Dalakas criteria of SPS present in our patient

	Dalakas criteria for SPS [6]	Our patient
1	Rigidity in limbs and trunk muscles, prominent in thoracolumbar and abdominal muscles	Rigidity in lower extremities and lumbar paraspinal muscles
2	Continuous contraction of agonist and antagonist muscles (clinically and on EMG)	Continuous contraction of agonist and antagonist muscles of lower extremities (clinically)
3	Spasms precipitated by stimuli: noise, tactile, emotional	Spasms precipitated by noise, light, touch, stress
4	Absence of other neurologic disease-explaining symptoms	MRI and bloodwork findings did not explain symptoms
5	Positive anti-GAD65/anti-amphiphysin antibodies (immuno-cytochemistry, western blot, radioimmunoassay)	Positive anti-amphiphysin antibodies (western blot)
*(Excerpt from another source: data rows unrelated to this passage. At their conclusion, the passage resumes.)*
PR #2599, opened 2024-10-31
feat(libp2p): multi signature schemes & session signing

Larkooo:
## Release Notes

- **New Features**
  - Introduced a new `ProviderError` variant for enhanced error handling.
  - Added a `validate_signature` function for improved signature verification across different types.
  - Introduced a new `Signature` enum for better signature representation in messages.

- **Bug Fixes**
  - Enhanced error handling and logging in the signature verification process.

- **Tests**
  - Expanded test coverage for type parsing and mapping, ensuring robust handling of primitive and complex types.

### DIFF
--- a/crates/torii/libp2p/src/server/mod.rs
+++ b/crates/torii/libp2p/src/server/mod.rs
@@ -458,7 +458,7 @@ async fn validate_signature<P: Provider + Sync>(
                     .map_err(|e| Error::InvalidMessageError(e.to_string()))?,
                 message_hash,
             ];
-            calldata.extend_from_slice(&signature);
+            calldata.extend(signature);
             provider
                 .call(
                     FunctionCall {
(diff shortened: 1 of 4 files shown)


crates/torii/libp2p/src/server/mod.rs
```diff
@@ -302,37 +302,15 @@ impl<P: Provider + Sync> Relay<P> {
...
-                                    BlockId::Tag(BlockTag::Pending),
-                                )
-                                .await
+                            if !match validate_signature(
+                                &self.provider,
+                                entity_identity,
+                                &data.message,
+                                &data.signature,
+                            )
+                            .await
```
glihm, line 311: Since the function returns a bool, the construction of this and arms below may be much simpler:

```rust
if !validate_signature(...)? {
    error!(..);
    continue
}
```

glihm (commented):
Nice to support the multiple signature verification.

Tests are running forever, will restart them to see if related.

crates/torii/libp2p/src/server/mod.rs
Larkooo: this wouldn't work though since we don't want to propagate the error. we should just log it and not exit. since we're taking in user input

glihm (approved):

PR #2602, opened 2024-10-31
fix: ensure we init rpc client with timeout

glihm:
@chudkowsky I would need a pointer to the `http-prover` revision that I could modify to support reqwest `0.11.27`, thanks mate. 👍 

## Release Notes

- **New Features**
  - Enhanced transaction configuration capabilities with new options for waiting, receipt display, and fee management.
  - Default HTTP request timeout set to 30 seconds for improved performance.
  - Introduced new ABI definitions and updated contract structures for better organization and functionality.

- **Bug Fixes**
  - Streamlined transaction receipt retrieval processes by removing timeout handling, ensuring consistent behavior.

- **Refactor**
  - Simplified function signatures and control flows by removing unnecessary timeout parameters across multiple components.

- **Chores**
  - Updated dependency versions and configurations for better stability and performance.


bin/sozo/src/commands/options/starknet.rs
```diff
@@ -24,10 +27,22 @@ impl StarknetOptions {
...
+            ClientBuilder::default()
+                .timeout(Duration::from_millis(request_timeout_ms))
+                .build()
+                .unwrap()
+        } else {
+            ClientBuilder::default().build().unwrap()
+        };
+
+        let transport = HttpTransport::new_with_client(url.clone(), client);
+        Ok((JsonRpcClient::new(transport), url.to_string()))
```
kariy, line 45: cool, didnt know we can do this.

bin/sozo/src/commands/options/starknet.rs
```diff
@@ -24,10 +27,22 @@ impl StarknetOptions {
     pub fn provider(
         &self,
         env_metadata: Option<&Environment>,
+        request_timeout_ms: Option<u64>,
     ) -> Result<(JsonRpcClient<HttpTransport>, String)> {
         let url = self.url(env_metadata)?;
-        trace!(?url, "Creating JsonRpcClient with given RPC URL.");
-        Ok((JsonRpcClient::new(HttpTransport::new(url.clone())), url.to_string()))
+        trace!(?url, "Creating JsonRpcClient with given RPC URL and timeout.");
```
kariy, line 33:
```suggestion
        trace!(?url, timeout = ?request_timeout_ms, "Creating JsonRpcClient.");
```

Cargo.toml
```diff
@@ -183,7 +183,7 @@ pretty_assertions = "1.2.1"
 rand = "0.8.5"
 rayon = "1.8.0"
 regex = "1.10.3"
-reqwest = { version = "0.12.7", features = [ "blocking", "json", "rustls-tls" ], default-features = false }
+reqwest = { version = "0.11.27", features = [ "blocking", "json", "rustls-tls" ], default-features = false }
```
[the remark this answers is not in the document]
glihm: Because starknet-rs doesn't support `0.12.7` and we have then an error with version mismatch when trying to initialize the `Client`.

bin/sozo/src/commands/options/starknet.rs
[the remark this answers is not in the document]
glihm: I'm just wondering at which poing a declaration can last based on the network + size of a class. This is the main reason why I exposed it.

But I do agree, if we can find something that could be handled without actually exposing it, it's definitely better I agree.
Retry once with bigger timeout and fail afterward perhaps?

bin/sozo/Cargo.toml
```diff
@@ -32,6 +32,7 @@ dojo-world.workspace = true
 hex = "0.4.3"
 hex-literal = "0.4.1"
 itertools.workspace = true
+jsonrpsee = { version = "0.16.2", default-features = false }
```
kariy, line 35: i dont see this being used anywhere?

bin/sozo/src/commands/options/starknet.rs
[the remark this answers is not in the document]
kariy: Hmmm good point. 

I think if we do retry, we'd just be sending the same request twice. In the case of class declaration, the timeout will be caused by the server processing the request too slow. And because the timeout is happening on the client, the server would still be processing the request, no?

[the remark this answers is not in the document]
glihm: > Hmmm good point.
> 
> I think if we do retry, we'd just be sending the same request twice. In the case of class declaration, the timeout will be caused by the server processing the request too slow. And because the timeout is happening on the client, the server would still be processing the request, no?

Yep, that's a good point. Which may lead to undesired effect.
So I guess it's preferable to have a longer timeout, but may be shortened manually then?

bin/sozo/Cargo.toml
glihm: Forgot to remove, thanks for the good catch. Was when trying version matching for reqwest.

glihm: removed.

bin/sozo/src/commands/options/starknet.rs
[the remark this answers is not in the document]
kariy: not exactly sure... a longer timeout (something like 20s) is probably a good number. if a request takes more than 20s, and if its not due to super slow machine, then there's probably something wrong in how katana process the request.

katana also times out at 20s.

https://github.com/dojoengine/dojo/blob/712422fc58b87aa1782220151ba33c057e4313e5/crates/katana/node/src/lib.rs#L308-L311

spawn-and-move-db.tar.gz
kariy, line 1: why need to update the db?

types-test-db.tar.gz
kariy, line 1: why need to update the db?

examples/spawn-and-move/manifest_dev.json
kariy, line 1: removed ?

kariy (approved):
lgtm apart from some comments

examples/spawn-and-move/manifest_dev.json
glihm: We want to keep the manifest to track changes, so we keep it in the `.git`.

types-test-db.tar.gz
glihm: I think it's just when I rebuild the test artifacts to make sure the full test suite passed, the compressed data change even if the data are the same.

PR #2620, opened 2024-11-03
feat(sozo): add mutli-call support for execute command in sozo

### LINKED ISSUE #2388: Add multi call support to `sozo execute` command
Currently with `sozo execute`, it's not possible to do a multi call.

Reworking the `sozo execute` command to actually allow multi call. For this, we should find the best UX possible. The variables to multi call are:
1. The contract address that is targeted
2. The entry point to call
3. The call data

All other options are here to configure how the transaction is sent.

**Additional context**
https://github.com/dojoengine/dojo/blob/37887c976ab2cbb78f0d10ae433b0c742d780464/bin/sozo/src/commands/execute.rs#L18

Manush-2005:
Added multi-call support to sozo exceute command

# Description

So this PR is adding a mulit-call support to sozo execute command.The variables used are The contract address that is targeted ,The entry point to call, The call data.
It is using a Vec and to mantain the calls and then parsing over each indiviual call to run it.

## Related issue

Closes #2388 

## Summary by CodeRabbit

- **New Features**
	- Introduced a batch processing model for executing multiple calls in a single command, enhancing flexibility.
- **Bug Fixes**
	- Improved error handling for missing contracts, providing clearer error messages.
- **Documentation**
	- Updated help messages to clarify the new batch call format and parameters.

### DIFF
--- a/Cargo.lock
+++ b/Cargo.lock
@@ -4617,7 +4617,7 @@ checksum = "fea41bba32d969b513997752735605054bc0dfa92b4c56bf1189f2e174be7a10"
 
 [[package]]
 name = "dojo-bindgen"
-version = "1.0.0-rc.2"
+version = "1.0.0"
 dependencies = [
  "anyhow",
  "assert_matches",
@@ -4640,15 +4640,53 @@ dependencies = [
 
 [[package]]
 name = "dojo-contracts"
-version = "1.0.0-rc.2"
+version = "1.0.0"
 
 [[package]]
 name = "dojo-examples-spawn-and-move"
-version = "1.0.0-rc.2"
+version = "1.0.0"
 
 [[package]]
 name = "dojo-lang"
 version = "1.0.0-rc.2"
+source = "git+https://github.com/dojoengine/dojo?rev=6725a8f20af56213fa7382aa1e158817f3ee623c#6725a8f20af56213fa7382aa1e158817f3ee623c"
+dependencies = [
+ "anyhow",
+ "cairo-lang-compiler",
+ "cairo-lang-defs",
+ "cairo-lang-diagnostics",
+ "cairo-lang-filesystem",
+ "cairo-lang-plugins",
+ "cairo-lang-project",
+ "cairo-lang-semantic",
+ "cairo-lang-sierra-generator",
+ "cairo-lang-starknet",
+ "cairo-lang-starknet-classes",
+ "cairo-lang-syntax",
+ "cairo-lang-test-plugin",
+ "cairo-lang-utils",
+ "camino",
+ "convert_case 0.6.0",
+ "dojo-types 1.0.0-rc.2",
+ "indoc 1.0.9",
+ "itertools 0.12.1",
+ "regex",
+ "semver 1.0.23",
+ "serde",
+ "serde_json",
+ "serde_with 3.9.0",
+ "smol_str",
+ "starknet 0.12.0",
+ "starknet-crypto 0.7.2",
+ "tempfile",
+ "toml 0.8.19",
+ "tracing",
+ "url",
+]
+
+[[package]]
+name = "dojo-lang"
+version = "1.0.0"
 dependencies = [
  "anyhow",
  "assert_fs",
@@ -4670,7 +4708,7 @@ dependencies = [
  "cairo-lang-utils",
  "camino",
  "convert_case 0.6.0",
- "dojo-types 1.0.0-rc.2",
+ "dojo-types 1.0.0",
  "indoc 1.0.9",
  "itertools 0.12.1",
  "once_cell",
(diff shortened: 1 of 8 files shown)


bin/sozo/src/commands/execute.rs
```diff
@@ -20,6 +20,28 @@ use crate::utils;
...
+
+    #[command(flatten)]
+    pub world: WorldOptions,
+
+    #[command(flatten)]
+    pub transaction: TransactionOptions,
+}
+
+#[derive(Debug, Args)]
+pub struct CallArgs {
```
glihm, line 44: Here you'll have an issue since you don't have any way to parse those data from the CLI.
You will need to find a way to define those multi calls in a parseable manner in order to have clap parsing them.

Accepting a `Vec<String>` and then parsing the calls is a good way to go. Or if you have a `CallArgs` type, then this one must be parseable from `String`.

glihm (changes requested):

bin/sozo/src/commands/execute.rs
Manush-2005: @glihm , in the latest commit I have kept Vec<String> as you have suggested, and then I am converting this string into CallArgs type for further processing.

Manush-2005: Also, let me know if you have any problems with current implementation.

glihm (commented):
Let me know if you have any trouble and we can check it on a call on the discord server of Dojo.

But from your latest changes, now the idea is how you will decompose the call.

A call is having:
1. A target contract (can be an address or a tag).
2. The entry point to execute (name).
3. Finally, the call data.

So you have to find an elegant way in which the multi call can be done.

Currently, this is the sozo execute syntax:
```bash
sozo execute <CONTRACT_TAG> <ENTRYPOINT_NAME> -c ARG1,ARG2,...
```

If we want to multi call that, we will not be able to use `-c` for the calldata.

We could think about something like:
```bash
sozo execute <CONTRACT_NAME>,<ENTRYPOINT_NAME>,ARG1,ARG2 <CONTRACT_NAME2>,<ENTRYPOINT_NAME2>,<NOARGS>
```

Do you see the idea? If you have better suggestions for separating values etc... go ahead.

Manush-2005:
Yeah @glihm , I see the idea. 

I think it's better to split different calls using commas like you suggested.

Manush-2005:
I have made the nesscary changes.Please let me know , @glihm. 

Today, I be joining the Discord as you have suggested.

Manush-2005:
Let me know @glihm , if you have any issues

glihm:
> Let me know @glihm , if you have any issues

Could you rebase to start the CI for you to have an idea of the state of the PR?
Thanks for the rework, having a look. 👍

bin/sozo/src/commands/execute.rs
```diff
@@ -52,6 +40,66 @@ pub struct ExecuteArgs {
...
+//             return Err(anyhow!("Invalid call format"));
+//         }
+
+//         Ok(CallArgs {
+//             tag_or_address: parts[0].parse()?, 
+//             entrypoint: parts[1].to_string(),
+//             calldata: if parts.len() > 2 { Some(parts[2..].join(",")) } else { None },
+//         })
+//     }
+// }
```
glihm, line 101:
```suggestion
```

bin/sozo/src/commands/execute.rs
```diff
@@ -52,6 +40,66 @@ pub struct ExecuteArgs {
...
+
+#[derive(Debug)]
+pub struct CallArgs {
+    pub tag_or_address: ResourceDescriptor,
+    pub entrypoint: String,
+    pub calldata: Option<String>,
+}
+
+impl CallArgs {
+    fn from_string(s: &str) -> Result<Self> {
```
glihm, line 73: There's a `std` trait `FromStr`. We could use this one?

bin/sozo/src/commands/execute.rs
```diff
@@ -82,43 +130,52 @@ impl ExecuteArgs {
...
+                    ResourceDescriptor::Address(address) => Some(*address),
+                    ResourceDescriptor::Tag(tag) => {
+                        let selector = naming::compute_selector_from_tag(tag);
+                        world_diff.get_contract_address(selector)
+                    }
+                    ResourceDescriptor::Name(_) => {
+                        unimplemented!("Expected to be a resolved tag with default namespace.")
+                    }
                 }
+                .ok_or_else(|| anyhow!("Contract {descriptor} not found in the world diff."))?;
```
glihm, line 150: This has been reworked upstream, should be extracted in a function.

bin/sozo/src/commands/execute.rs
```diff
@@ -82,43 +130,52 @@ impl ExecuteArgs {
...
+                    vec![]
+                };
+
+                let call = Call {
+                    calldata,
+                    to: contract_address,
+                    selector: snutils::get_selector_from_name(&call_args.entrypoint)?,
+                };
+
+                let invoker = Invoker::new(&account, txn_config);
```
glihm, line 171: You're not doing a multi call if you invoke the call at each iteration.
Instead, create the `Invoker` before starting the loop. Then use the `Invoker.add_call`. Finally, use the `Invoker` to multi call.

glihm (changes requested):

Manush-2005:
Hey @glihm , did some changes from my side  like you suggested. This PR has been great learning Experience for me.
Let me know if there are more changes to be made @glihm .

Manush-2005:
Let me know @glihm , for any changes

glihm (commented):
Amazing, thanks for the update!

Last thing, the resolution of the tag is now better handled by sozo execute by first checking if there's a local manifest. Which ensure we don't have to pull all the diff from the chain if the local manifest is already here.

Would you mind rebasing and using this new way of resolving the contract's tag? This makes sozo execute much much faster 99% of the time. :)

Thank you for the work on this!

Manush-2005:
Hey @glihm , I did the contract tag change you suggested from my side.

Manush-2005:
Hey @glihm , I am getting merge conflicts while I rebase.
What do I do?

glihm:
> Hey @glihm , I am getting merge conflicts while I rebase.
> 
> What do I do?

Ideally you resolve then by ensuring you're using the new contracts lookup I mentioned before.

If you have too much conflicts hard to resolve it's sometime better restarting from scratch since you don't have too much additions.

Finally if you don't see how to resolve then we can hop on a call and I can guide you (but not before Monday CST).

Manush-2005:
Ok @glihm , we look into these changes tomorrow and commit.

PR #2626, opened 2024-11-04
feat: check models and events upgradability

remybar:
# Description

Models and events are already upgradeable by deploying a new classhash and use the newly deployed contract address.

However, we would like to check some conditions before allowing to upgrade a model or an event contract:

Diazepam can be used in divided doses, gradually increasing the dose up to 100 mg, and clonazepam up to 6 mg [1]. Other medications used can be levetiracetam, baclofen, and gabapentin [1]. In our case, the patient received gradually increasing doses of diazepam and clonazepam associated with levetiracetam, baclofen, and gabapentin with slight improvement of symptoms at first, and then reappearance of said symptomology. In some cases, intramuscular injection of botulinum toxin can be used for muscle relaxation [3]. We decided in favor of this approach for the severe spasms and pain, with only a partial improvement of symptoms. In paraneoplastic SPS, specific treatment of underlying cancer is needed [3]. In our case, the patient's condition did not allow surgery at that point, but she was transferred to an oncology ward for hormonal therapy.

The prognosis in SPS is variable, depending on numerous factors, such as underlying malignancy [3]. In this case, the prognosis was not favorable due to the psychologic factor and the patient's complications. The particularity of this case was the discordance between the stage of the cancer and the severe symptoms with only partial response to treatment.

Conclusion

In this report, we described the case of a patient with severe symptoms at an early stage of malignancy, only partially responsive to therapy, and with poor prognosis. A screening for underlying malignancy could be beneficial for patients suspected of SPS. Paraneoplastic SPS is a rare neurological disorder, challenging for the physicians both to diagnose and treat.

Statement of Ethics

The patient's family has given their written informed consent to publish the case (including publication of images).

Conflict of Interest Statement

The authors have no conflicts of interest to declare.

Funding Sources

There was no funding agency involved in the production of this case report.

Author Contributions

All authors made clinical and scientific contributions in writing this paper.